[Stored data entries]
┄┄┄┄┄┄
PR #156, opened 2019-11-05
Use 2+ spaces as column separator

### LINKED ISSUE #153: Select columns, counting from the right
Due to some outputs being unreliable or with potential for spaces in the value, is it possible to support selection of columns, counting from the right? 

NAME      | VALUE
------------ | -------------
hello         | world
foo bar | baz

As in this example, providing `--- --column 2` would incorrectly fetch "bar" instead of "baz" in the second row.

denisidoro:
Fixes #153

### DIFF
--- a/src/arg.sh
+++ b/src/arg.sh
@@ -79,7 +79,7 @@ arg::pick() {
    if [ -n "$fn" ]; then
       local suggestions="$(eval "$fn" 2>/dev/null)"
       if [ -n "$suggestions" ]; then
-         echo "$suggestions" | ui::fzf --prompt "$arg: " --header-lines "${headers:-0}" | str::column "${column:-}"
+         echo "$suggestions" | ui::fzf --prompt "$arg: " --header-lines "${headers:-0}" | str::column "${column:-}" "${separator:-}"
       fi
    elif ${NAVI_USE_FZF_ALL_INPUTS:-false}; then
       echo "" | ui::fzf --prompt "$arg: " --print-query --no-select-1 --height 1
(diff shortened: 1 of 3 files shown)


spoki0:
Does this by default use 2 spaces, or does it require `--separator 2` or `--separator '\s\s+'` as parameter? I am not able to get it working either way.

Do I need to do anything in particular to restart the plugin if I switch branches?

denisidoro:
It doesn't require any additional configs.

--separator foo should work, though

You just need to change the branch:

cd "$(navi home)" 
git pull
git checkout column/sep

denisidoro:
It doesn't require any additional configs.

--separator foo should work, though

You just need to change the branch:

cd "$(navi home)" 
git pull
git checkout column/sep

spoki0:
I'm getting an error in a previous step of the command now :(

`awk: not an option: --{print $1}`

denisidoro:
There was a typo 🤦‍♂ 

Could you git pull and try again please?

spoki0:
Typos happen to everyone.
Anyways, that seems to work perfectly by default for my the few command cheats I have written. It doesn't split the row where the value have a space, so it is much better.

Testing the `--separator` out, but I'm not sure it works as expected with whitespace values. I keep getting the `unable to fetch suggestions for 'value'!` when trying to use ex. `--separator ' '`. But splitting on an arbitrary symbol otherwise worked without issue.

denisidoro:
I'll merge it as-is and fix this particular issue in another PR. Thanks!

PR #2045, opened 2022-04-25
Twitcher Icons

Ketrai:
New twitcher sprite!


Ketrai:
This also fixes necro sprites getting mangled visually when you delimb anything. Except for slashers because it would break their clothes. But at least this is a partial fix for now.

PR #2056, opened 2022-05-01
Buffs the undertram spawn for the marker

Ketrai:
Adds a couple more valid machines for the marker to leech off to compensate for the much slower corruption spread. Adds a couple edibles to absorb, but it's only about 10KG at best, more flavor than anything impactful. 

Removes one of the marker spawns down there as well. I don't know why I put two down there, that's a bit silly.

- Also removes a large amount of metal foam. They were double stacked in a lot of places. (How, why lion?) And it's arthritis inducing to try and click all of them away to reveal sources. 

(Click to enlarge for a less blurry preview)

image

(Oh and the human shape is a monki)


Ketrai:
image
With less foam

PR #2079, opened 2022-05-03
Reworks enhanced leaper

Ketrai:
- balance: "Made enhanced leaper more agile."
  - balance: "More than halves enhanced leaper damage."
  - balance: "Lowered leaper damage slightly."
  - balance: "Leaper is now unable to gallop continuously, there's downtime."
  
  Enhanced leapers are now quick, but their damage is far less than that of a regular leaper. This should make them rely more on cooperation with other necros, especially regular leapers.
  
  Regular leapers now can't gallop basically without cooldown. They've got an actual cooldown to their tail strike as well so it's unable to be spammed anymore. This should make them meme doors less quickly, and give survivors more of a chance to recover from being leapt on at close range.

### DIFF
--- a/code/modules/mob/living/carbon/human/species/necromorph/leaper.dm
+++ b/code/modules/mob/living/carbon/human/species/necromorph/leaper.dm
@@ -34,7 +34,7 @@
 
 	evasion = 20	//Harder to hit than usual
 	var/stun = 2 //stun duration
-	var/leap_damage = 3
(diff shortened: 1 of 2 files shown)


Ketrai:
Closing this for now, merge #2080 instead.

Leapers will probably need more tweaks but I'm giving it a couple days for people to give feedback.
┄┄┄┄┄┄
WHAT YOU ARE ASKED TO DO » Repeat the data word for word.

SOLVED PROBLEM »
PR #156, opened 2019-11-05
Use 2+ spaces as column separator

### LINKED ISSUE #153: Select columns, counting from the right
Due to some outputs being unreliable or with potential for spaces in the value, is it possible to support selection of columns, counting from the right? 

NAME      | VALUE
------------ | -------------
hello         | world
foo bar | baz

As in this example, providing `--- --column 2` would incorrectly fetch "bar" instead of "baz" in the second row.

denisidoro:
Fixes #153

### DIFF
--- a/src/arg.sh
+++ b/src/arg.sh
@@ -79,7 +79,7 @@ arg::pick() {
    if [ -n "$fn" ]; then
       local suggestions="$(eval "$fn" 2>/dev/null)"
       if [ -n "$suggestions" ]; then
-         echo "$suggestions" | ui::fzf --prompt "$arg: " --header-lines "${headers:-0}" | str::column "${column:-}"
+         echo "$suggestions" | ui::fzf --prompt "$arg: " --header-lines "${headers:-0}" | str::column "${column:-}" "${separator:-}"
       fi
    elif ${NAVI_USE_FZF_ALL_INPUTS:-false}; then
       echo "" | ui::fzf --prompt "$arg: " --print-query --no-select-1 --height 1
(diff shortened: 1 of 3 files shown)


spoki0:
Does this by default use 2 spaces, or does it require `--separator 2` or `--separator '\s\s+'` as parameter? I am not able to get it working either way.

Do I need to do anything in particular to restart the plugin if I switch branches?

denisidoro:
It doesn't require any additional configs.

--separator foo should work, though

You just need to change the branch:

cd "$(navi home)" 
git pull
git checkout column/sep

denisidoro:
It doesn't require any additional configs.

--separator foo should work, though

You just need to change the branch:

cd "$(navi home)" 
git pull
git checkout column/sep

spoki0:
I'm getting an error in a previous step of the command now :(

`awk: not an option: --{print $1}`

denisidoro:
There was a typo 🤦‍♂ 

Could you git pull and try again please?

spoki0:
Typos happen to everyone.
Anyways, that seems to work perfectly by default for my the few command cheats I have written. It doesn't split the row where the value have a space, so it is much better.

Testing the `--separator` out, but I'm not sure it works as expected with whitespace values. I keep getting the `unable to fetch suggestions for 'value'!` when trying to use ex. `--separator ' '`. But splitting on an arbitrary symbol otherwise worked without issue.

denisidoro:
I'll merge it as-is and fix this particular issue in another PR. Thanks!

PR #2045, opened 2022-04-25
Twitcher Icons

Ketrai:
New twitcher sprite!


Ketrai:
This also fixes necro sprites getting mangled visually when you delimb anything. Except for slashers because it would break their clothes. But at least this is a partial fix for now.

PR #2056, opened 2022-05-01
Buffs the undertram spawn for the marker

Ketrai:
Adds a couple more valid machines for the marker to leech off to compensate for the much slower corruption spread. Adds a couple edibles to absorb, but it's only about 10KG at best, more flavor than anything impactful. 

Removes one of the marker spawns down there as well. I don't know why I put two down there, that's a bit silly.

- Also removes a large amount of metal foam. They were double stacked in a lot of places. (How, why lion?) And it's arthritis inducing to try and click all of them away to reveal sources. 

(Click to enlarge for a less blurry preview)

image

(Oh and the human shape is a monki)


Ketrai:
image
With less foam

PR #2079, opened 2022-05-03
Reworks enhanced leaper

Ketrai:
- balance: "Made enhanced leaper more agile."
  - balance: "More than halves enhanced leaper damage."
  - balance: "Lowered leaper damage slightly."
  - balance: "Leaper is now unable to gallop continuously, there's downtime."
  
  Enhanced leapers are now quick, but their damage is far less than that of a regular leaper. This should make them rely more on cooperation with other necros, especially regular leapers.
  
  Regular leapers now can't gallop basically without cooldown. They've got an actual cooldown to their tail strike as well so it's unable to be spammed anymore. This should make them meme doors less quickly, and give survivors more of a chance to recover from being leapt on at close range.

### DIFF
--- a/code/modules/mob/living/carbon/human/species/necromorph/leaper.dm
+++ b/code/modules/mob/living/carbon/human/species/necromorph/leaper.dm
@@ -34,7 +34,7 @@
 
 	evasion = 20	//Harder to hit than usual
 	var/stun = 2 //stun duration
-	var/leap_damage = 3
(diff shortened: 1 of 2 files shown)


Ketrai:
Closing this for now, merge #2080 instead.

Leapers will probably need more tweaks but I'm giving it a couple days for people to give feedback.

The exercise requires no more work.